_SUPPLIED MATERIAL:_
****

PR #1099, opened 2026-09-09
Robinhood Chain: internal transactions from hosted Blockscout

j0ntz:
### Technical Design Document

[robinhood-chain.md](https://github.com/EdgeApp/edge-currency-accountbased/blob/jon/hood-stuck-sync/src/docs/robinhood-chain.md)

### CHANGELOG

- [x] Yes
- [ ] No

### Dependencies

[EdgeApp/edge-react-gui#6208](https://github.com/EdgeApp/edge-react-gui/pull/6208) declares the new `blockscoutApiKey` in the app's EVM env config. Not a build dependency: this branch stands alone, and the key reaches the plugin through `env.json` either way.

### Description

QA reported every Robinhood Chain wallet stuck at exactly 50% sync on iOS and Android, on develop and staging.

50% is `makeTokenSyncTracker` arithmetic: a wallet with no enabled tokens splits its ratio evenly between balance and history. Balance completed; history never did. History never completed because every native-asset pass came back `partial`, and a partial pass is withheld from the synced ids. Every pass was partial because two sources failed in series:

- Alchemy rejects the `internal` category on Robinhood Chain (`-32602 The 'internal' category is not supported for this network`), so `includesInternal` is false and `mergeInternalTxs` runs on every native-asset sync.
- That merge asks the chain's own Blockscout instance, which had begun answering a Cloudflare managed challenge to the browser user agent the adapter sends.

**The frozen ratio is not the defect.** It is the engine reporting, accurately, that this chain's history is incomplete. Internal transfers are how ETH arrives through a contract call here, so a wallet that claimed 100% would be hiding missing money movements rather than a missing progress bar, and every other evmscan-backed chain withholds the pass on the same failure. The repair has to be a source that answers, not a reinterpreted ratio.

**`Pass the Blockscout challenge on Robinhood Chain`** sends the `sec-ch-ua` client hint alongside the browser user agent `BlockscoutAdapter` already sends, which that instance began requiring. It buys access and nothing more: the same instance now answers `x-ratelimit-limit: 10` per window rather than the 300 per minute it used to document, so one wallet's sync spends the whole budget in a single pass. A 43-minute device run carrying only this fix logged zero successful internal merges against 84 direct 429s.

**`Guard the partial-sync contract with a test`** pins the four behaviors of a partial pass in `test/ethereum/network/partialTxSync.test.ts`: it applies rows it has never seen, leaves a known confirmed transaction alone, keeps `lastTransactionQueryHeight` where it was, and withholds the asset from the synced ids. The symptom looks enough like a stall that the contract is worth pinning.

**`Add Blockscout's hosted API as a history source`** is the repair. `api.blockscout.com` serves chain 4663's `txlistinternal` under a key. It multiplexes its chains behind one origin, so its route names the chain as `/v2/api?chain_id=`, where Etherscan v2 spells it `chainid` and a single-chain instance names nothing; the choice among the three moves out of `fetchGetEtherscan` into `makeEvmScanUrl`, a pure function with its own test. The key is a new `blockscoutApiKey` init option rather than a value inside `evmScanApiKey`, because that option holds a chain's Etherscan keys and one is picked at random per request. A keyless request is answered 402, which the adapter classifies as a rate limit and would retry for seven seconds on every call, so the constructor drops that server when the option is absent and a build without the key behaves as it did before this branch. A chain that listed only the hosted API would be left with no server on such a build, so the constructor then nulls `fetchBlockheight`, `fetchTxs` and `fetchInternalTxs` the way `AlchemyAdapter` does. Review pinned what that buys: kept in, an empty server list answers zero rows, which `fetchInternalTxs` would mark `includesInternal`, and `fetchBlockheight` would throw on the `undefined` an empty waterfall resolves to. Dropped, the wallet still reports 100%, since `mergeInternalTxs` returns at its zero-adapter guard before the `partial` flag that withholds the asset is set. Such a chain would sync complete-looking on a keyless build either way, and the code comment and the design doc now say so.

`src/docs/robinhood-chain.md` carries the outage, the budgets on both servers, and the resulting engine contract as Phase 9.

### Testing

`~/.cursor/skills/verify-repo.sh . --base origin/master` passes: npm install, prepare, eslint on the changed files, and `npm run test`. New unit tests: `test/ethereum/networkAdapters/evmScanUrl.test.ts` covers all three server shapes, `test/ethereum/networkAdapters/blockscoutAdapter.test.ts` covers the keyless server drop and the adapter leaving the waterfall when no server is left, and `partialTxSync.test.ts` fails on its first case if a partial pass is made to count as synced, so it guards the contract this PR deliberately preserves.

Driven in the app on the iOS simulator against `edge-funds`, which holds three Robinhood Chain wallets, with this branch linked in through `updot` and the PRO key in the worktree `env.json` only. The engine log carries the merged pass for all three wallets, 60 times over a 12-minute window:

```
robinhood-I1: robinhood processEthereumNetworkUpdate tokenTxs robinhood-mainnet.g.alchemy.com + https://api.blockscout.com won
```

That `+ <server>` form is the successful internal merge: Alchemy's external rows folded with Blockscout's internal rows inside one pass. All three wallets then read 100%.

Internal rows reach the transaction list, not just the merge. `My Robinhood Chain 2` after a Resync shows a `Received Ethereum +Ξ 0.0114973` dated Jul 15 2026 3:41 AM. That transfer exists only in `txlistinternal` (block 10328689); the address has no incoming row in `txlist` at all, so the only path to that entry is the merged Blockscout rows.

The designed degradation was also exercised, unplanned: two wallets took a transient HTTP 500 from the hosted API on the first pass, logged `fetchInternalTxs failed, applying external rows only`, stayed partial with the query window open, and merged cleanly on the next pass a minute later.

---

> [!NOTE]
> **Medium Risk**
> Changes shared EVM scan URL construction and Blockscout adapter behavior used beyond Robinhood; incorrect key handling or partial-sync semantics could affect wallet history completeness or sync progress reporting.
> 
> **Overview**
> Fixes **Robinhood Chain wallets stuck at 50% sync** by giving internal transaction history a reliable Blockscout source and hardening how Blockscout requests are built and authenticated.
> 
> Adds a new **`blockscoutApiKey`** EVM init option (separate from `evmScanApiKey`) and wires **`api.blockscout.com`** into Robinhood’s Blockscout adapter alongside the chain instance. **`makeEvmScanUrl`** centralizes the three scan URL shapes (Etherscan v2 `chainid`, hosted Blockscout `/v2/api?chain_id=`, self-hosted `/api`), and **`BlockscoutAdapter`** drops the hosted server when no key is present (avoiding 402/retry loops) and sends **`sec-ch-ua`** with the browser user agent for Cloudflare on the chain’s instance.
> 
> **`EvmScanAdapter`** now uses `makeEvmScanUrl` for all scan fetches; fetch methods can be nulled so an adapter with no servers leaves the waterfall cleanly. New tests cover URL building, the keyless server drop, and the existing **partial** history-pass contract (withhold sync, keep query window open) in **`partialTxSync.test.ts`**. Docs and CHANGELOG record Phase 9 and the dependency on **`edge-react-gui`** for `ROBINHOOD_INIT.blockscoutApiKey`.
> 
> <sup>Reviewed by [Cursor Bugbot](https://cursor.com/bugbot) for commit bf54b03d78340b5fbbefe51c8b5db8a75f406eef. Bugbot is set up for automated code reviews on this repo. Configure [here](https://www.cursor.com/dashboard/bugbot).</sup>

****

_PROBLEM DETAILS:_ For each line shown above, write an exact copy.

_EXPECTED ANSWER:_
PR #1099, opened 2026-09-09
Robinhood Chain: internal transactions from hosted Blockscout

j0ntz:
### Technical Design Document

[robinhood-chain.md](https://github.com/EdgeApp/edge-currency-accountbased/blob/jon/hood-stuck-sync/src/docs/robinhood-chain.md)

### CHANGELOG

- [x] Yes
- [ ] No

### Dependencies

[EdgeApp/edge-react-gui#6208](https://github.com/EdgeApp/edge-react-gui/pull/6208) declares the new `blockscoutApiKey` in the app's EVM env config. Not a build dependency: this branch stands alone, and the key reaches the plugin through `env.json` either way.

### Description

QA reported every Robinhood Chain wallet stuck at exactly 50% sync on iOS and Android, on develop and staging.

50% is `makeTokenSyncTracker` arithmetic: a wallet with no enabled tokens splits its ratio evenly between balance and history. Balance completed; history never did. History never completed because every native-asset pass came back `partial`, and a partial pass is withheld from the synced ids. Every pass was partial because two sources failed in series:

- Alchemy rejects the `internal` category on Robinhood Chain (`-32602 The 'internal' category is not supported for this network`), so `includesInternal` is false and `mergeInternalTxs` runs on every native-asset sync.
- That merge asks the chain's own Blockscout instance, which had begun answering a Cloudflare managed challenge to the browser user agent the adapter sends.

**The frozen ratio is not the defect.** It is the engine reporting, accurately, that this chain's history is incomplete. Internal transfers are how ETH arrives through a contract call here, so a wallet that claimed 100% would be hiding missing money movements rather than a missing progress bar, and every other evmscan-backed chain withholds the pass on the same failure. The repair has to be a source that answers, not a reinterpreted ratio.

**`Pass the Blockscout challenge on Robinhood Chain`** sends the `sec-ch-ua` client hint alongside the browser user agent `BlockscoutAdapter` already sends, which that instance began requiring. It buys access and nothing more: the same instance now answers `x-ratelimit-limit: 10` per window rather than the 300 per minute it used to document, so one wallet's sync spends the whole budget in a single pass. A 43-minute device run carrying only this fix logged zero successful internal merges against 84 direct 429s.

**`Guard the partial-sync contract with a test`** pins the four behaviors of a partial pass in `test/ethereum/network/partialTxSync.test.ts`: it applies rows it has never seen, leaves a known confirmed transaction alone, keeps `lastTransactionQueryHeight` where it was, and withholds the asset from the synced ids. The symptom looks enough like a stall that the contract is worth pinning.

**`Add Blockscout's hosted API as a history source`** is the repair. `api.blockscout.com` serves chain 4663's `txlistinternal` under a key. It multiplexes its chains behind one origin, so its route names the chain as `/v2/api?chain_id=`, where Etherscan v2 spells it `chainid` and a single-chain instance names nothing; the choice among the three moves out of `fetchGetEtherscan` into `makeEvmScanUrl`, a pure function with its own test. The key is a new `blockscoutApiKey` init option rather than a value inside `evmScanApiKey`, because that option holds a chain's Etherscan keys and one is picked at random per request. A keyless request is answered 402, which the adapter classifies as a rate limit and would retry for seven seconds on every call, so the constructor drops that server when the option is absent and a build without the key behaves as it did before this branch. A chain that listed only the hosted API would be left with no server on such a build, so the constructor then nulls `fetchBlockheight`, `fetchTxs` and `fetchInternalTxs` the way `AlchemyAdapter` does. Review pinned what that buys: kept in, an empty server list answers zero rows, which `fetchInternalTxs` would mark `includesInternal`, and `fetchBlockheight` would throw on the `undefined` an empty waterfall resolves to. Dropped, the wallet still reports 100%, since `mergeInternalTxs` returns at its zero-adapter guard before the `partial` flag that withholds the asset is set. Such a chain would sync complete-looking on a keyless build either way, and the code comment and the design doc now say so.

`src/docs/robinhood-chain.md` carries the outage, the budgets on both servers, and the resulting engine contract as Phase 9.

### Testing

`~/.cursor/skills/verify-repo.sh . --base origin/master` passes: npm install, prepare, eslint on the changed files, and `npm run test`. New unit tests: `test/ethereum/networkAdapters/evmScanUrl.test.ts` covers all three server shapes, `test/ethereum/networkAdapters/blockscoutAdapter.test.ts` covers the keyless server drop and the adapter leaving the waterfall when no server is left, and `partialTxSync.test.ts` fails on its first case if a partial pass is made to count as synced, so it guards the contract this PR deliberately preserves.

Driven in the app on the iOS simulator against `edge-funds`, which holds three Robinhood Chain wallets, with this branch linked in through `updot` and the PRO key in the worktree `env.json` only. The engine log carries the merged pass for all three wallets, 60 times over a 12-minute window:

```
robinhood-I1: robinhood processEthereumNetworkUpdate tokenTxs robinhood-mainnet.g.alchemy.com + https://api.blockscout.com won
```

That `+ <server>` form is the successful internal merge: Alchemy's external rows folded with Blockscout's internal rows inside one pass. All three wallets then read 100%.

Internal rows reach the transaction list, not just the merge. `My Robinhood Chain 2` after a Resync shows a `Received Ethereum +Ξ 0.0114973` dated Jul 15 2026 3:41 AM. That transfer exists only in `txlistinternal` (block 10328689); the address has no incoming row in `txlist` at all, so the only path to that entry is the merged Blockscout rows.

The designed degradation was also exercised, unplanned: two wallets took a transient HTTP 500 from the hosted API on the first pass, logged `fetchInternalTxs failed, applying external rows only`, stayed partial with the query window open, and merged cleanly on the next pass a minute later.

---

> [!NOTE]
> **Medium Risk**
> Changes shared EVM scan URL construction and Blockscout adapter behavior used beyond Robinhood; incorrect key handling or partial-sync semantics could affect wallet history completeness or sync progress reporting.
> 
> **Overview**
> Fixes **Robinhood Chain wallets stuck at 50% sync** by giving internal transaction history a reliable Blockscout source and hardening how Blockscout requests are built and authenticated.
> 
> Adds a new **`blockscoutApiKey`** EVM init option (separate from `evmScanApiKey`) and wires **`api.blockscout.com`** into Robinhood’s Blockscout adapter alongside the chain instance. **`makeEvmScanUrl`** centralizes the three scan URL shapes (Etherscan v2 `chainid`, hosted Blockscout `/v2/api?chain_id=`, self-hosted `/api`), and **`BlockscoutAdapter`** drops the hosted server when no key is present (avoiding 402/retry loops) and sends **`sec-ch-ua`** with the browser user agent for Cloudflare on the chain’s instance.
> 
> **`EvmScanAdapter`** now uses `makeEvmScanUrl` for all scan fetches; fetch methods can be nulled so an adapter with no servers leaves the waterfall cleanly. New tests cover URL building, the keyless server drop, and the existing **partial** history-pass contract (withhold sync, keep query window open) in **`partialTxSync.test.ts`**. Docs and CHANGELOG record Phase 9 and the dependency on **`edge-react-gui`** for `ROBINHOOD_INIT.blockscoutApiKey`.
> 
> <sup>Reviewed by [Cursor Bugbot](https://cursor.com/bugbot) for commit bf54b03d78340b5fbbefe51c8b5db8a75f406eef. Bugbot is set up for automated code reviews on this repo. Configure [here](https://www.cursor.com/dashboard/bugbot).</sup>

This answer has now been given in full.